Сокрушив все опоры его души, кромешною мглой застлав ясный день, прокатилась черная буря. Во что ему веровать теперь, какая для него отрада в этом мире, оглохшем и потухшем? И ласковая его мать, которая с колыбельными песнями качала его зыбку, волшебными сказками приоткрыла неведомый мир и пустила свет в его младенческое, пустое еще сознание, и отец, широким своим плечом ограждавший сына от бед и лишений, уже давно в сырой земле. Любимую — нераскрывшийся, еще только дрогнувший лепестками цветок — скосил заморозок. Куда пойдет, где голову приклонит, кому изольет свою печаль молодой сэсэн?

Из тех, кто мучил его в Самарканде, кто отправил в изгнание Миркасима Айдына, из той же своры — злобный пес Байгильде. У змеи повадки повсюду одинаковы. Неужто ни Аллах, ни Тенгри не видят их, не ужасаются их бесчинству, тому, как губят они человеческие жизни?

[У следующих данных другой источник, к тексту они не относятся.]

PR #89, opened 2024-10-17
Add user data

### LINKED ISSUE #32: Create PUT methods for the databrowser API
# Improving the freva-rest API

In the existing freva system, users are able to add custom metadata to Apache Solr, which has been quite popular. To enhance this functionality in the new freva-rest API (databrowser API), we propose implementing a PUT method. This method will allow users to add their own metadata seamlessly. The new PUT endpoint will validate against the schema and integrate the metadata into Apache Solr.

## Avoiding File Name Creation

The current UserData class in freva manages metadata by merging input files with user-provided metadata, resulting in a new file structure under the crawl_my_data root directory. However, this approach necessitates creating new file names, often accomplished through soft links, copying, or moving data, which introduces complications. To streamline this process for the metadata-crawler, we propose extending the PUT method to also update MongoDB, linked with the REST API. This way, the metadata-crawler can access metadata directly from MongoDB, eliminating the need for new file names.

## Introducing a user Facet

Additionally, we recommend implementing a new user facet in Solr. This enhancement enables users to manage their project data independently without affecting the primary metadata. Currently, we use complex naming conventions like `project=<username>.` user project, which can be cumbersome. With the user facet, users can seamlessly index their project data under their own namespace within Solr. This change not only simplifies data management but also allows for easy indexing of intake-esm catalogue files. All catalogue entries can be grouped under theuser` facet, ensuring they are distinct from the main metadata collection and eliminating any risk of interference.

mo-dkrz:
This PR introduces two updates related to the `PUT` and `DELETE` methods for adding and removing user data.

For adding user data, the process involves three stages. First, it checks if the provided path exists. Then, it iterates through the path, crawling metadata for each data. Finally, the metadata is ingested into both Solr and Mongo using a multithreaded task. A [validator](https://github.com/FREVA-CLINT/freva-service-config/blob/add-mongo-validator/mongo/mongo-userdata-init.js) for Mongo is also in place to ensure data adheres to a pre-defined schema, consistent with Solr.

The delete is straightforward, retrieving the relevant facets and deleting them from both Solr and Mongo without multithreading.

Next steps include 1. developing a new Mongo backend for the metadata crawler and 2. updating the Mongo serrvice of Docker Compose freva-rest playbook in Freva deployment.

This PR also includes minor changes such as adding a job to check for pre-release tags and switching the Dockerfile to Miniconda for easier installation of netCDF and HDF libraries for harvesting data and metadata.

A final commit is left. 1. changing the branch in `dev-env/config` to main. 2. remove letter `v` from the created image in `build_job` ci
Closes #32


freva-client/src/freva_client/query.py
```diff
@@ -733,17 +712,111 @@ def _facet_search(
             constraints = data["primary_facets"]
         return {f: v for f, v in data["facets"].items() if f in constraints}
 
-    def _get(
-        self, url: str, **kwargs: Any
-    ) -> Optional[requests.models.Response]:
+    def add_user_data(
+        self, username: str, paths: List[str], facets: Dict[str, str]
+    ) -> None:
+        """Add user data to the databrowser.
```
antarcticrainforest, line 718: In the cli you used the term "into", "to" is also correct. But let us stick to one, though.

freva-client/src/freva_client/query.py
```diff
@@ -733,17 +712,111 @@ def _facet_search(
...
+
+        Via this functionality, user would be able to add data to the databrowser.
+        It accepts file paths and metadata facets to categorize and store the user's
+        data.
```
antarcticrainforest, line 722:
```suggestion
        This functionality allows users to add data into the databrowser.
        The method accepts file paths and metadata search attributes to categorize and store the user's
        data.
```

freva-client/src/freva_client/query.py
```diff
@@ -733,17 +712,111 @@ def _facet_search(
...
+                ["."],
+                {"project": "cmip5", "experiment": "something"}
+            )
+        """
+        url = f"{self._cfg.userdata_url}/{username}"
+        token = self._auth.check_authentication(auth_url=self._cfg.auth_url)
+        headers = {"Authorization": f"Bearer {token['access_token']}"}
+        params = {"paths": paths}
+        if "username" in facets:
+            del facets["username"]
```
antarcticrainforest, line 762:
```suggestion
        facets.pop("username", None)
```

freva-client/src/freva_client/query.py
```diff
@@ -733,17 +712,111 @@ def _facet_search(
...
+
+        if result is None:
+            raise ValueError("Failed to add user data")
+
+    def delete_user_data(self, username: str, search_keys: Dict[str, str]) -> None:
+        """
+        Delete user data from the databrowser.
+
+        Uing this, user would be able to delete the user's data from the databrowser
+        based on the provided search keys.
```
antarcticrainforest, line 774:
```suggestion
        Delete user data from the databrowser.

       This function allows users to delete their data from the databrowser
       based on the specified search keys.
```

freva-client/src/freva_client/query.py
```diff
@@ -733,17 +712,111 @@ def _facet_search(
...
+        ~~~~~~~~~~
+        username: str
+            The username associated with the data to be deleted.
+        search_keys: dict[str, str]
+            A dictionary containing the search keys to identify the data to be deleted.
+
+        Returns
+        ~~~~~~~~
+        None
+            If the operation is successful, no return value is provided.
```
antarcticrainforest, line 786: I think you can delete that.

freva-client/src/freva_client/query.py
```diff
@@ -733,17 +712,111 @@ def _facet_search(
...
+        ~~~~~~~
+        .. execute_code::
+
+            from freva_client import databrowser, authenticate
+            token_info = authenticate(username="janedoe")
+            db = databrowser()
+            db.delete_user_data(
+                "janedoe",
+                {"project": "cmip5", "experiment": "something"}
+            )
```
antarcticrainforest, line 803: I haven't look at it yet, but if the restAPI supports wild-cards you can also show it here.

freva-client/src/freva_client/query.py
```diff
@@ -757,3 +830,51 @@ def _get(
...
+            return res
+        except KeyboardInterrupt:
+            pprint("[red][b]User interrupt: Exit[/red][/b]", file=sys.stderr)
+
+        except (
+            requests.exceptions.ConnectionError,
+            requests.exceptions.HTTPError,
+        ) as error:
+            msg = f"adding user data request failed with {error}"
+            logger.warning(msg)
```
antarcticrainforest, line 860: I am not sure, how we want to deal with errors. In some instances, it might useful to throw an error, in some not - think about how you want to deal with that.

freva-client/src/freva_client/query.py
```diff
@@ -757,3 +830,51 @@ def _get(
...
+        logger.debug(
+            "PUT request to %s with data: %s and parameters: %s",
+            url,
+            data,
+            self._params,
+        )
+        kwargs.setdefault("timeout", 30)
+        params = kwargs.pop("params", {})
+        try:
+            res = requests.put(
```
antarcticrainforest, line 847: Nitpick: that should be post.

freva-client/src/freva_client/query.py
```diff
@@ -757,3 +830,51 @@ def _get(
...
+            res.raise_for_status()
+            return res
+        except KeyboardInterrupt:
+            pprint("[red][b]User interrupt: Exit[/red][/b]", file=sys.stderr)
+        except (
+            requests.exceptions.ConnectionError,
+            requests.exceptions.HTTPError,
+        ) as error:
+            msg = f"DELETE request failed with {error}"
+            logger.warning(msg)
```
antarcticrainforest, line 879: Same for the error here. The get method is in my opinion a little different cause a user can decide on what happens if a search has no results. But things might be a little different in delete or post scenarios. Maybe you could return the number of deleted/added objects. The users can decide on what to do if it's 0 but should be more than 0.

freva-rest/src/databrowser_api/endpoints.py
```diff
@@ -235,3 +243,78 @@ async def load_data(
         status_code=status_code,
         media_type="text/plain",
     )
+
+
+@app.put(
```
antarcticrainforest, line 248: Nitpck: this should be post.

freva-rest/src/databrowser_api/endpoints.py
```diff
@@ -235,3 +243,78 @@ async def load_data(
...
+    status_code=status.HTTP_202_ACCEPTED,
+    tags=["User Data"],
+)
+async def put_user_data(
+    username: str,
+    paths: Annotated[
+        Sequence[str], Query(description="Paths to the user's data to be added")
+    ],
+    facets: Annotated[
+        Mapping[str, str], Body(..., description="Facet key-value pairs for metadata")
```
antarcticrainforest, line 259: IMOH:  delte Facet

freva-rest/src/databrowser_api/endpoints.py
```diff
@@ -235,3 +243,78 @@ async def load_data(
...
     )
+
+
+@app.put(
+    "/api/databrowser/userdata/{username}",
+    status_code=status.HTTP_202_ACCEPTED,
+    tags=["User Data"],
+)
+async def put_user_data(
+    username: str,
```
antarcticrainforest, line 254: Do you need a username if you can take it from the token?

freva-rest/src/databrowser_api/endpoints.py
```diff
@@ -235,3 +243,78 @@ async def load_data(
...
+    }
+
+
+@app.delete(
+    "/api/databrowser/userdata/{username}",
+    status_code=status.HTTP_202_ACCEPTED,
+    tags=["User Data"],
+)
+async def delete_user_data(
+    username: str,
```
antarcticrainforest, line 298: Same as above about the token, do you need a username if you can take it from the token?

freva-rest/src/freva_rest/__init__.py
```diff
@@ -1,7 +1,7 @@
 import os
 from pathlib import Path
 
-__version__ = "2408.0.0"
+__version__ = "2410.0.0-beta2"
```
antarcticrainforest, line 4: You can bump the version to 2410.1.0

freva-rest/src/databrowser_api/core.py
```diff
@@ -887,3 +1071,426 @@ async def zarr_response(
...
+        Returns
+        ~~~~~~~
+        str
+            The CMOR-compliant time frequency.
+        """
+        if freq_attr in self.time_table.values():
+            return freq_attr
+        return self._timedelta_to_cmor_frequency(time_delta)
+
+    async def _get_metadata(self, file_name: os.PathLike[str]
```
antarcticrainforest, line 1360: This is not the right place for this method. I think we should add this to the client. I know it would be nice if this would work but you'd need to guarantee that that server has access to the data. In our case we would have to have the entire lustre mounted. Also the server would have to have read access to the data.

I think you want to place this method to the client.

antarcticrainforest (changes requested):
Ok first round done.

Looking, good so far. The only point that I have is the place where you collect the metadata. This needs to be done on the client side. We don't have to make sure that the server has read access to the data.

freva-rest/src/databrowser_api/endpoints.py
mo-dkrz: I'm good with changing this to `post` but can i ask what ur reason is? Since both methods are going to do a same job, in principal switching to `post` doesn't change anything in the functionality and final result. So no worries about technical part. But i read a bit about these CRUD methods and restful api principals, and it seems `put` is idempotent, whihc means, multiple same req has a same effect, or it might update if there is any changes. And in this case, add-user-data, user can add/update same data as many as wishes, without any effect. But from another point of view, i think u r right! because we call it specifically `add`-user-data, so it's makes more sense to call it `post`. i've already changed to `post`, but plz let me know what ur concern is regarding changing the method ....

antarcticrainforest: POST is used when the operation involves submitting data to be processed, which is the case when users are adding or indexing new data. This means the server is doing some processing (like adding the data to the index), and the data being sent may result in a new resource or trigger a specific action. 

If, on the other hand, the index location would be known then PUT would be appropriate. But since we cannot tell this I'd go for POST. Also, apache solr always uses POST, even for delete actions. 



If I think about it, you probably can make the delete methods also POST.

mo-dkrz:
Thanks @antarcticrainforest for the constructive reviews,
all request changes have been reflected and the pre-released version has been already operational on freva dev system.
if it's possible plz take a test on ur own machine or ur local env on levante for a random dataset to see the logs. cause I'm not totally happy about the logs so far.

how the cli and python syntax look like:

```bash
pip install git+https://github.com/FREVA-CLINT/freva-nextgen.git@add-user-data#subdirectory=freva-client
token=$(freva-client auth -u <k-number> --host freva.dkrz.de | jq -r .access_token)
freva-client databrowser user-data add \
    --path /a/dataset/path/on/ur/machine/or/levante/ \
    --facet project=cordex \
    --facet experiment=rcp85 \
    --facet model=mpi-m-mpi-esm-lr-clmcom-cclm4-8-17-v1 \
    --facet variable=tas \
    --host freva.dkrz.de \
    --access-token $token
```
and then delete:
```bash
freva-client databrowser user-data delete \
    --search-key project=cordex \
    --search-key experiment=rcp85 \
    --search-key model=mpi-m-mpi-esm-lr-clmcom-cclm4-8-17-v1 \
    --search-key variable=tas \
    --host freva.dkrz.de \
    --access-token $token
```

or alternatively on pytohn, syntax looks like:
```python
from freva-client import databrowser, authentication
token = authentication(k-number)
db = databrowser(host="freva.dkrz.de")
xarray_dataset = "/path/to/file.nc"
db.userdata("add", userdata_items=[xarray_dataset, "/path/tp/file2.nc"],metadat={})
db.userdata("delete")
```
how to find it on freva-dev instance:
https://www.freva.dkrz.de/databrowser/?flavour=user&user=k-number

but restful api endpoints now doesn't look pretty much applicable as initial point of user-data crawling! cuase it works as a bridge between client and server to transfer metadata from client to server

freva-rest/src/databrowser_api/core.py
```diff
@@ -1127,356 +1122,175 @@ def escape_special_chars(value: str) -> str:
...
+            "fs_type": self.fs_type
+        } | fwrites.get("facets", {})
         try:
-            user, paths, fwrites = args
-            self.validated_userdata = paths
-            self.fwrites |= {"user": user,
-                             "fs_type": self.fs_type} | cast(Dict[str, str], fwrites)
-            await self._ingest_user_data()
-
+            self.validated_user_metadata = user_metadata
```
antarcticrainforest, line 1281: I think you want to pass user_metdata as an argument rather than assigning it to a class attribute. The submit function takes the metadata list as an argument anyway. So you might just pass it through.

freva-rest/src/databrowser_api/core.py
```diff
@@ -1127,356 +1122,175 @@ def escape_special_chars(value: str) -> str:
...
-        """
-        for item in Path(path).rglob("*.*"):
-            if item.is_file() and any(
-                item.suffix == suffix for suffix in self.suffixes
-            ):
-                yield item
 
-    async def _process_paths_in_executor(
-            self, paths: List[Path], path_to_mongo: Path) -> None:
+    async def _process_user_metadata_in_executor(self,
```
antarcticrainforest, line 1174: Do we really need that function? I understand that it was there when you actually opened files to get the metadata. This could have been a potentially long process. But since we have all metadata aboard I think we don't need to run this in a different thread at all. Adding the data to solr and mongo should be fast.

freva-rest/src/databrowser_api/endpoints.py
```diff
@@ -245,72 +262,57 @@ async def load_data(
...
-        raise HTTPException(
-            status_code=status.HTTP_400_BAD_REQUEST,
-            detail=f"Invalid paths provided: {str(e)}",
+        await solr_instance.add_user_metadata(
+            current_user.preferred_username,  # type: ignore
+            validated_user_metadata,
+            facets=request.facets
         )
-    except Exception as e:  # pragma: no cover
+    except Exception as e:
```
antarcticrainforest, line 286: I think you want to log an exception here - in case someone comes and complains that the user data won't ingest so an admin could have a look

freva-client/src/freva_client/query.py
```diff
@@ -712,103 +745,132 @@ def _facet_search(
             constraints = data["primary_facets"]
         return {f: v for f, v in data["facets"].items() if f in constraints}
 
-    def add_user_data(
-        self, username: str, paths: List[str], facets: Dict[str, str]
+    def userdata(
+        self,
+        action: Literal["add", "delete"],
+        userdata_items: List[Union[str, xr.Dataset]] = [],
+        metadata: Dict[str, str] = {},
```
antarcticrainforest, line 752: This can have very confusing consequences for the users. Do you assign these mutable objects in the function signature on purpose? If so rename them to _userdata_items, _metadata to show that this is internal. Otherwise, assign them to None and do a `userdata_times = userdata_items or []` etc. later.

freva-client/src/freva_client/query.py
```diff
@@ -712,103 +745,132 @@ def _facet_search(
...
+                    "user_metadata": self.user_metadata,
+                    "facets": metadata,
+                }
+                result = self._post(url, data=self.payload_metadata, headers=headers)
+                pprint("[b][green]User data added successfully[green][b]")
+                if result is None:
+                    raise ValueError("Failed to add user data")
+            else:
+                raise ValueError("No metadata generated from the input data.")
+
```
antarcticrainforest, line 862: Just to let you know, users will create instances of this object. Because of that we should be careful with attributes like user_metadata, payload_metadata etc. They aren't for the users. So anything that is a utility in this class should start with a `_` to indicate to the users that it's not for direct access. In general, I think it might be wiser to outsource most of the functionality of used in this method (validation, processing, ...) to a different user data class that is instantiated and garbage collected in this method.

freva-client/src/freva_client/query.py
```diff
@@ -831,22 +893,19 @@ def _get(self, url: str, **kwargs: Any) -> Optional[requests.models.Response]:
             logger.warning(msg)
         return None
 
-    def _put(
+    def _post(
```
antarcticrainforest, line 896: I think, rather than adding extra methods that do kind of similar things, you could do one method that gets the request type to rule them all. So instead of `reuests.get, requests.put` etc you use `requests.Request("GET",...)` etc.

freva-client/src/freva_client/query.py
```diff
@@ -876,5 +937,205 @@ def _delete(self, url: str, **kwargs: Any) -> Optional[requests.models.Response]
...
+        user_data: Sequence[Union[str, xr.Dataset]],
+    ) -> Tuple[List[os.PathLike[str]], List[xr.Dataset]]:
+
+        validated_paths: List[os.PathLike[str]] = []
+        validated_xarray_datasets: List[xr.Dataset] = []
+
+        for data in user_data:
+            if isinstance(data, str):
+                path = Path(data)
+                if not path.exists():
```
antarcticrainforest, line 956: I think it would be kind of nice to have a functionality that can handle wild cards, so that something like this would work `~/data/*.nc`.

freva-client/src/freva_client/query.py
```diff
@@ -876,5 +937,205 @@ def _delete(self, url: str, **kwargs: Any) -> Optional[requests.models.Response]
...
+        if not validated_paths and not validated_xarray_datasets:
+            raise FileNotFoundError("No valid file paths or xarray datasets found.")
+
+        return validated_paths, validated_xarray_datasets
+
+    async def _process_user_data(self) -> None:
+        tasks: List[asyncio.Future[None]] = []
+        tasks.extend(
+            [
+                asyncio.ensure_future(
```
antarcticrainforest, line 972: Why did you decide on making this asyncio when the lib isn't async at all?

freva-client/src/freva_client/query.py
```diff
@@ -876,5 +937,205 @@ def _delete(self, url: str, **kwargs: Any) -> Optional[requests.models.Response]
...
+            for var in data_vars
+            if var not in coords
+            and not any(
+                term in var.lower() for term in ["lon", "lat", "bnds", "x", "y"]
+            )
+            and var.lower() not in ["rotated_pole", "rot_pole"]
+        ]
+        # TODO: we need to find out why we are not getting more than one variable!
+        if len(variables) != 1:
+            logger.warning("Only one data variable allowed, found: %s", variables)
```
antarcticrainforest, line 1129: I think, you can drop this constraint.

antarcticrainforest (changes requested):
Ok, seconde round done!

I've two concerns about the client:

- I think the gathering of metadata should happen in a helper class in directly in the databrowser class
- I am not sure whether we want to make the code async. At least not methods that are defined in the databrowser class. Remember, that users will use this class.

mo-dkrz:
@antarcticrainforest thanks for the second round. The update is now ready for review again.
The main change from the user’s perspective is the Python syntax update, enabling users to specify the `host` and `fail_on_error` parameters directly in the `userdata` method. On the other hand, wildcard paths are now supported for crawling.

```python
from freva-client import databrowser, authentication
import xarray as xr
token = authentication(k-number, host="freva.dkrz.de")
file_path = "/path/to/file.nc"
xarray_dataset = xarray.open_dataset("file_path")
databrowser.userdata("add", userdata_items=[xarray_dataset, "/path/tp/file2.nc"], metadat={}, host="freva.dkrz.de", fail_on_error=True)
databrowser.userdata("delete", host="freva.dkrz.de", fail_on_error=True)
```

freva-client/src/freva_client/query.py
```diff
@@ -733,26 +720,170 @@ def _facet_search(
...
+        userdata_items = userdata_items or []
+        metadata = metadata or {}
+        url = f"{this._cfg.userdata_url}"
+        token = this._auth.check_authentication(auth_url=this._cfg.auth_url)
+        headers = {"Authorization": f"Bearer {token['access_token']}"}
+        payload_metadata: dict[str, Collection[Collection[str]]] = {}
+
+        if action == "add":
+            user_data_handler = UserDataHandler(userdata_items)
+            if user_data_handler._user_metadata:
```
antarcticrainforest, line 824: Please don't access private attributes.

freva-client/src/freva_client/utils/databrowser_utils.py
```diff
@@ -177,3 +189,239 @@ def get_dirs(user: bool = True) -> Path:
...
+            time_freq = dset.attrs.get("frequency", "")
+            data_vars = list(map(str, dset.data_vars))
+            coords = list(map(str, dset.coords))
+            try:
+                times = dset["time"].values[:]
+            except (KeyError, IndexError, TypeError):
+                times = np.array([])
+
+        except Exception as error:
+            logger.warning("Failed to open data file %s: %s", str(path), error)
```
antarcticrainforest, line 386: That should be logging an error

freva-client/src/freva_client/utils/databrowser_utils.py
```diff
@@ -177,3 +189,239 @@ def get_dirs(user: bool = True) -> Path:
...
+        batch = []
+        for item in items:
+            if isinstance(item, (Path, xr.Dataset)):
+                batch.append(item)
+                if len(batch) >= self._batch_size:
+                    yield cast(Union[List[os.PathLike[str]], List[xr.Dataset]], batch)
+                    batch = []
+
+        if batch:
+            yield cast(Union[List[os.PathLike[str]], List[xr.Dataset]], batch)
```
antarcticrainforest, line 321: Do you really need this _batch_data metho? Isn't the thread pool taking care of it already?

freva-client/src/freva_client/utils/databrowser_utils.py
```diff
@@ -177,3 +189,239 @@ def get_dirs(user: bool = True) -> Path:
...
+
+    This class is used for processing user data and extracting metadata
+    from the data files.
+    """
+    def __init__(self, userdata_items: List[Union[str, xr.Dataset]]) -> None:
+
+        self._suffixes = [".nc", ".nc4", ".grb", ".grib", ".zarr", "zar"]
+        self._batch_size = 150
+        self._lock = Lock()
+        self._user_metadata: List[Dict[str, Union[str, List[str], Dict[str, str]]]] = []
```
antarcticrainforest, line 210: self.user_metadata

antarcticrainforest (changes requested):

mo-dkrz:
@antarcticrainforest i resolved all change reqs. Logs are still don't look satisfying to me ...

mo-dkrz:
@antarcticrainforest now logs look better and we have a stage to validate Solr before post ...

freva-client/src/freva_client/utils/databrowser_utils.py
```diff
@@ -203,138 +200,82 @@ class UserDataHandler:
...
-                        logger.warning(f"File path does not exist: {data}")
-                        continue
+            if isinstance(data, (str, Path)):
+                path = Path(data).expanduser().absolute()
+                if path.is_dir():
+                    validated_paths.extend(self._gather_files(path))
+                elif path.is_file() and path.suffix in self._suffixes:
                     validated_paths.append(path)
+                else:
+                    validated_paths.extend(
```
antarcticrainforest, line 234: You can mix lists and interators? Interesting

freva-rest/src/databrowser_api/core.py
```diff
@@ -1208,9 +1277,22 @@ async def add_user_metadata(
...
         )
+        if self.total_ingested_files == 0:
+            status_msg = (
+                "No data was added to the databrowser. "
+                "(No files ingested into Solr and MongoDB)"
+            )
+        else:
+            status_msg = (
+                f"Your data has been successfully added to the databrowser. "
+                f"(Ingested {self.total_ingested_files} files into Solr and MongoDB)"
```
antarcticrainforest, line 1292: You can just have it saying: f"{self.total_ingested_files} have been successfully added to the databrowser."

freva-rest/src/databrowser_api/core.py
```diff
@@ -1115,19 +1170,33 @@ async def _ingest_user_metadata(self,
...
-                await self._add_to_solr(user_metadata_batch)
-                await self._insert_to_mongo(user_metadata_batch)
-                user_metadata_batch = []
-
-        if user_metadata_batch:
-            await self._add_to_solr(user_metadata_batch)
-            await self._insert_to_mongo(user_metadata_batch)
+            if not uri and not file_path:
+                continue
+            is_duplicate = await self._is_query_duplicate(str(uri), str(file_path))
```
antarcticrainforest, line 1196: You could also collect the number of duplicates and then add this to the message that n entries were not added because they were duplicates.

freva-rest/src/databrowser_api/endpoints.py
```diff
@@ -235,3 +261,65 @@ async def load_data(
...
+    try:
+        validated_user_metadata = await solr_instance._validate_user_metadata(
+            request.user_metadata
+        )
+        status_msg = await solr_instance.add_user_metadata(
+            current_user.preferred_username,  # type: ignore
+            validated_user_metadata,
+            facets=request.facets
+        )
+    except Exception as e:
```
antarcticrainforest, line 287: Could you distinguish at least for validation errors? That way we get a 422 on failed validations. The rest can be 500

antarcticrainforest (changes requested):
Tow minor comments.

antarcticrainforest (approved):
LGTM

На эти горестные вопросы ответа у Хабрау в душе не было…

8

Когда Богара услышал, что киреи по наущению Байгильде напали на кочевье Йылкыбая и убили невесту Хабрау, он без сил опустился на кошму. «Ну вор! Злыдень, кровопийца…» — сыпал он проклятия на голову свата. Только было замирились с усергенами, как опять этот разбойник змеей прополз между ними, в уже затухающем жаре раздул синее пламя, и снова занялся пожар. Что делать, как остановить бессмысленную распрю?

Первая мысль была — напасть на кочевье сайканов, связать вора по рукам и ногам, собрать совет всех кипчакских старейшин и бросить Байгильде им под ноги. Но подумал-подумал и понял: только замахнись на этого вора, весь род за дубье схватится. В собственном племени кровь прольешь и ногаям дашь готовый повод послать войско на башкирскую землю. Кутлыяр-то, видать, на это и рассчитывал, когда науськивал Байгильде на усергенские кочевья. Во-первых, они, дескать, своего неустойчивого свата защищают, во-вторых, спасают кипчакское племя от внутреннего раздора и разорения. И кончится тем, что самых сильных джигитов обвинят в мятеже и отправят в Орду. Нет, схватить Байгильде не удастся.

Эти взаимные налеты, баранта, ограбления вызвали брожение и в потаенном войске Богары. «Съездим, поучим уму-разуму усергенов», — говорили джигиты. Это, понятно, Аргыну неймется, его козни. Изныл от безделья, кровь закисла, бродит. Даже Таймас-батыр — под пятьдесят уже, многоопытный, заматерелый воин, сколько крови видел — и тот бестолковым словам Аргына поддакивает.